Je fis de cette Collection 3 Cahiers, dont l'un contient le reste du Voyage d'Allemagne, depuis Dresde jusqu'à Verone; le second, de la Lombardie; et le 3me, celui de L'Etat Ecclesiastique et de Florence, jusqu'à Rome. Charlot, de retour, y traça les figures, et il les porta en Ville le 2 Court, accompagné de mes lettres, pour la Dite Exce, pour Vôtre General et pour Mr Lavin. Ce dernier m'a déja répondu le 7, que S.E. étoit charmée de Vos Relations, et très disposée à en faire le meilleur usage possible pour Vôtre avantage. Et sur ce que j'avois insinué à L'Une et l'autre, que, conformement à l'avis donné, il y a quelque tems, par Mr Lavin lui même, je comptois, après Vôtre Pension reçûe, faire un Memoire en Vôtre Nom à la Direction de la Fabrique du Château, pour l'engager à écrire en Vôtre faveur au Roi et Vous obtenir la Prolongation de Vôtre Pension pour deux ans encore, on m'encourage à le faire.
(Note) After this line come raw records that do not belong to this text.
PR #387, opened 2018-09-28
Adds support for MRRTs

iambmelt:
See corollary pr here: https://github.com/AzureAD/microsoft-authentication-library-common-for-android/pull/250

### DIFF
--- a/msal/src/main/java/com/microsoft/identity/client/internal/controllers/ExceptionAdapter.java
+++ b/msal/src/main/java/com/microsoft/identity/client/internal/controllers/ExceptionAdapter.java
@@ -40,21 +40,24 @@ public class ExceptionAdapter {
 
     public static MsalException exceptionFromAcquireTokenResult(final AcquireTokenResult result) {
         final AuthorizationResult authorizationResult = result.getAuthorizationResult();
-        final AuthorizationErrorResponse authorizationErrorResponse = authorizationResult.getAuthorizationErrorResponse();
-        final TokenResult tokenResult = result.getTokenResult();
-        final TokenErrorResponse tokenErrorResponse;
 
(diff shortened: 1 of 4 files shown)


iambmelt:
@shoatman - Some additional error handling is needed inside of `LocalMSALController` to catch errors returned by the STS on refresh requests. I'll introduce this tomorrow

msal/src/main/java/com/microsoft/identity/client/internal/controllers/ExceptionAdapter.java
```diff
@@ -40,22 +40,25 @@
...
-                case USER_CANCEL:
-                    return new MsalUserCancelException();
 
+        if (null != authorizationResult) {
+            final AuthorizationErrorResponse authorizationErrorResponse = authorizationResult.getAuthorizationErrorResponse();
+            if (!authorizationResult.getSuccess()) {
+                //THERE ARE CURRENTLY NO USAGES of INVALID_REQUEST
+                switch (result.getAuthorizationResult().getAuthorizationStatus()) {
+                    case FAIL:
+                        return new MsalServiceException(authorizationErrorResponse.getError(), authorizationErrorResponse.getError() + ";"
```
kreedula: Should we do a null check here? 
Can `authorizationErrorResponse` be null in case of `FAIL` ?

iambmelt: I looked around (there's a few usages) and nothing stuck-out to me.... if there's any issues, hopefully we can suss them out in our bug bash

capture

kreedula: Sounds good. Thanks @iambmelt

Charlot, qui revint hier de Stockholm, raconte de même combien Vos Lettres ont plu à tous ceux qui les ont lûes, et que Mr Reen venoit d'appeller Vôtre Frere Jean pour le lui dire, et pour le charger de m'avertir, de veiller à Vos interêts à cette occasion, où, Mr le Baron d'Adelcranz ayant demandé et obtenu sa demissionen vûe de son age de 70 ans, lui même, Mr Reen, alloit demander la même chose, ayant atteint pareil âge, où selon la loi on peut quitter le Service en gardant les appointemens. Celà marque combien Mr Reen Vous veut du bien, quoiqu'il trouvât mauvais, il y a quelque tems, qu'il n'eut point eu de lettre de Ve part.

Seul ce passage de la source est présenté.